Malgré l’inflation, le « mieux manger » séduit toujours
Crise climatique, inflation, guerre en Ukraine et effets encore palpables du Covid : 2022 sera décidément l’année de tous les défis. Alors que le moral des Français est en berne, que la peur de l’inflation incite certains acheteurs à baisser en gamme, l’heure est à l’inquiétude pour les producteurs et industriels ayant fait le pari de la qualité supérieure, et donc de prix à la vente souvent plus élevés.
Les instituts spécialisés dans le suivi de la consommation (IRI, Kantar Word panel…) ont récemment présenté leurs derniers chiffres pour nous aider à décrypter cette situation instable, en nous rappelant qu’une reprise doit s’anticiper et que les efforts de montée en gamme méritent d’être maintenus.
L’alimentation : une variable d’ajustement limitée
Dans un contexte de budget contraint, les consommateurs ont deux solutions : acheter moins et/ou acheter moins cher, baissant ainsi en gamme. IRI soulignait début octobre pour le magazine LSA que l’impact en volumes sur l’alimentation demeurait pour le moment mesuré. En effet, les Français diminuent doucement mais sûrement leurs achats en grandes surfaces alimentaires : sur la période estivale, de début juillet à mi-août, les volumes n’ont reculé que de 0,5 % entre 2022 et 2021, demeurant supérieurs à 2019, malgré une inflation annuelle sur les produits alimentaires de +7 % en juillet et 8 % en août. De même qu’en septembre, où malgré une baisse plus significative des volumes achetés entre 2022 et 2021 (-2,4 %), la consommation n’était pas retombée à son niveau d’avant crise sanitaire.

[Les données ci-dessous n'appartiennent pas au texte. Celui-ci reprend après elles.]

PR #572, opened 2023-09-04
curve: Fix `no_std` for `fiat` backend and add test for it

pinkforest:
Fiat backend [required std](https://github.com/dalek-cryptography/curve25519-dalek/actions/runs/6073028741/job/16474141859?pr=572) as we didn't call it with `default-features - false` - I've changed it here.

We only test the serial (default) backend in `no_std` that gets tested changes on any crates

This adds fiat backend specific no_std test when there is/are changes on curve25519-dalek in addition.

Given https://github.com/mit-plv/fiat-crypto/pull/1646 it may be feasible to fiat is tested as well

This should be merged and re-based into the fiat-backend 0.2 bump after this has been tested with 0.1 via this PR


tarcieri:
Suddenly I'm confused why there's both a `no_std.yml` workflow file and `no_std` jobs within `curve25519-dalek.yml`

pinkforest:
Yeah no_std gets applied to whole workspace and curve25519 - or do we want to test both fiat and serial no_std across all crates ? imo redundant - maybe we can rename the no_std.yml to workspace-no_std.yml ?

tarcieri (approved):

PR #579, opened 2023-09-12
Add PrimeFieldBits support to Scalar

kayabaNerve:
The char_le_bits function is a hack I don't legitimately recommend. I just felt it'd be better to make a PR, which works, than to solely file an issue requesting it as a feature.

### DIFF
--- a/curve25519-dalek/Cargo.toml
+++ b/curve25519-dalek/Cargo.toml
@@ -48,7 +48,7 @@ required-features = ["alloc", "rand_core"]
 
 [dependencies]
 cfg-if = "1"
-group = { version = "0.13", default-features = false, optional = true }
+group = { version = "0.13", default-features = false, features = ["bits"], optional = true }
 rand_core = { version = "0.6.4", default-features = false, optional = true }
 digest = { version = "0.10", default-features = false, optional = true }
 subtle = { version = "2.3.0", default-features = false }
--- a/curve25519-dalek/Cargo.toml
+++ b/curve25519-dalek/Cargo.toml
@@ -27,7 +27,7 @@ rustdoc-args = [
     "--html-in-header", "docs/assets/rustdoc-include-katex-header.html",
     "--cfg", "docsrs",
 ]
-features = ["serde", "rand_core", "digest", "legacy_compatibility", "group"]
+features = ["serde", "rand_core", "digest", "legacy_compatibility", "group-bits"]
 
 [dev-dependencies]
 sha2 = { version = "0.10", default-features = false }
@@ -48,7 +48,7 @@ required-features = ["alloc", "rand_core"]
 
 [dependencies]
 cfg-if = "1"
-ff = { version = "0.13", default-features = false, features = ["bits"], optional = true }
+ff = { version = "0.13", default-features = false, optional = true }
 group = { version = "0.13", default-features = false, optional = true }
 rand_core = { version = "0.6.4", default-features = false, optional = true }
 digest = { version = "0.10", default-features = false, optional = true }
@@ -68,6 +68,7 @@ alloc = ["zeroize?/alloc"]
 precomputed-tables = []
 legacy_compatibility = []
 group = ["dep:group", "rand_core"]
+group-bits = ["group", "ff/bits"]
 
 [target.'cfg(all(not(curve25519_dalek_backend = "fiat"), not(curve25519_dalek_backend = "serial"), target_arch = "x86_64"))'.dependencies]
 curve25519-dalek-derive = { version = "0.1", path = "../curve25519-dalek-derive" }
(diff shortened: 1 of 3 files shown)


curve25519-dalek/src/scalar.rs
```diff
@@ -1321,6 +1321,22 @@ impl PrimeField for Scalar {
...
+
+  fn to_le_bits(&self) -> FieldBits<Self::ReprBits> {
+    self.to_repr().into()
+  }
+
+  fn char_le_bits() -> FieldBits<Self::ReprBits> {
+    let mut bytes = (Scalar::ZERO - Scalar::ONE).to_repr();
+    bytes[0] += 1;
+    debug_assert_eq!(DScalar::from_bytes_mod_order(bytes), DScalar::ZERO);
+    bytes.into()
```
tarcieri, line 1336: I think this should work but haven't tested it

```suggestion
    crate::constants::BASEPOINT_ORDER.into()
```

kayabaNerve: I'll test it now, thanks.

kayabaNerve: That's a Scalar, not a byte array. Doesn't that break safety to have an unreduced Scalar in system? Especially now that Scalar addition assumes only unreduced Scalars exist?

kayabaNerve: to_bytes().into() works, will push that.

tarcieri: > Doesn't that break safety to have an unreduced Scalar in system?

Yeah, seems a bit odd to have it in the public API if it's unreduced /cc @rozbb

kayabaNerve:
Sorry for this PR being a mess. I'm unsure why the no-std CIs are failing.

kayabaNerve:
I use ff, with bits, on libraries with no-std targets so that shouldn't be it... (though I may technically solely test them on alloc, not no-std).

I'll make bits a feature.

pinkforest:
It's because we don't do additional cargo hack of the features via std build and we only do it via no_std that detects any errors via features :)

curve25519-dalek/Cargo.toml
```diff
@@ -67,6 +68,7 @@ alloc = ["zeroize?/alloc"]
 precomputed-tables = []
 legacy_compatibility = []
 group = ["dep:group", "rand_core"]
+group-bits = ["group", "ff/bits"]
```
tarcieri, line 71: FWIW the @RustCrypto crates just call this `bits`. I find `group-bits` a bit weird because the `bits` part is only accidentally dependent on `group` because that's how we import `ff`, but I guess it does get across that it activates the `group` feature too.

kayabaNerve: My preference is scoping it since group itself is optional, whereas RustCrypto crates are traditionally built around group. If `bits` is the way forward, please feel free to say so (as I'm inclined to do nothing when a decision on naming is ambiguous as it is right now).

tarcieri: Just a suggestion, I don't care strongly either way

kayabaNerve: @pinkforest for a third opinion? ^_^

pinkforest: `ff-bits` :)

curve25519-dalek/src/scalar.rs
pinkforest: `BASEPOINT_ORDER` will be marked deprecated from 5.0.0 - this will be `BASEPOINT_ORDER_PRIVATE` as pub(crate)
- https://github.com/dalek-cryptography/curve25519-dalek/pull/581

rozbb:
This looks good to me, thanks! Could you add an item in the changelog for this feature?

pinkforest:
Please rebase

curve25519-dalek/src/scalar.rs
```diff
@@ -1321,6 +1323,19 @@ impl PrimeField for Scalar {
...
+#[cfg(feature = "group-bits")]
+impl PrimeFieldBits for Scalar {
+    type ReprBits = [u8; 32];
+
+    fn to_le_bits(&self) -> FieldBits<Self::ReprBits> {
+        self.to_repr().into()
+    }
+
+    fn char_le_bits() -> FieldBits<Self::ReprBits> {
+        constants::BASEPOINT_ORDER.to_bytes().into()
```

Premiers prix : un succès en partie impulsé par la grande distribution
Si nous n’assistons pas à une réelle vague de déconsommation des produits alimentaires pour le moment, les Français ont déjà commencé réorienter leurs achats : les premiers prix sont les seules catégories à progresser (+5,6 %) sur le 1er semestre 2022 (voir figure 1).
Il faut souligner, à ce titre, que les supermarchés ont augmenté leur offre en produits premiers prix de près de 20 %, cherchant ainsi à rapprocher leur stratégie de celle des discounters (Lidl, Aldi…). Un vrai retournement stratégique. En parallèle, IRI observe que l’offre des produits bio continue de diminuer à grande vitesse dans les enseignes généralistes (responsables à elles seules de plus de 50 % du chiffre d’affaires du bio). La baisse de l’offre est désormais supérieure à celle de la demande alerte IRI (voir figure 2). Cette gestion des assortiments risque d’exercer une influence négative sur le comportement d’achat des consommateurs.
Des consommateurs qui continuent à revendiquer des exigences de qualité
Si 47 % des Français ont déjà commencé à réduire leurs dépenses sur l’alimentaire, principalement sur les catégories des viandes et poissons, l’autre moitié n’a pas commencé à rogner sur cette part du budget (Kantar, 27/09/22). L’achat malin et la réduction du gaspillage alimentaire restent pour eux le principal levier à actionner. Attentifs aux critères santé, mais également écologiques, ces acheteurs au budget moins contraint demeurent encore aujourd’hui attentifs aux innovations des entreprises agroalimentaire en matière de « mieux manger » et de respect de l’environnement.
Attention donc à ne pas opérer un virage trop rapide qui ruinerait les efforts des filières proposant des références plus qualitatives (bio, Labels Rouges, équitables, etc). Les consommateurs demeurent en recherche de produits pour « manger mieux ». Au premier semestre 2022, les produits estampillés des Nutriscores A et B progressaient plus vite que les références moins bien notées, confirmant les prévisions de Kantar qui plaçait en tête ce critère comme déterminant pour aider les consommateurs à choisir un produit plus sain.
Des efforts donc qu’il ne faudrait pas voir se relâcher malgré un contexte instable, au risque de se laisser distancer lors de la reprise.